Exercise details>
Copy all the lines of the data that include the word "True".

Dataset entries
PR #2699, opened 2023-02-28
[show][barefoot] replace shell=True

maipbui:

#### What I did
#### How I did it

### DIFF
--- a/show/plugins/barefoot.py
+++ b/show/plugins/barefoot.py
@@ -4,6 +4,7 @@ import click
 import json
 import subprocess
 from sonic_py_common import device_info
+from sonic_py_common.general import getstatusoutput_noshell_pipe, check_output_pipe
 
 @click.group()
 def barefoot():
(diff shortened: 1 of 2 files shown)


show/plugins/barefoot.py
```diff
@@ -37,9 +39,10 @@ def profile():
     
     # Print profile list
     click.echo('Available profile(s):')
-    subprocess.run('docker exec -it syncd find /opt/bfn -mindepth 1 '
-        r'-maxdepth 1 -type d -name install_\*_profile ' + opts + '| sed '
-        r's%/opt/bfn/install_\\\(.\*\\\)_profile%\\1%', shell=True)
+    cmd0 = ['docker', 'exec', '-it', 'syncd', 'find', '/opt/bfn', '-mindepth', '1',\
+            r'-maxdepth', '1', r'-type', 'd', r'-name', r'install_\*_profile', opts]
```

Solved exercise>
[show][barefoot] replace shell=True
-        r's%/opt/bfn/install_\\\(.\*\\\)_profile%\\1%', shell=True)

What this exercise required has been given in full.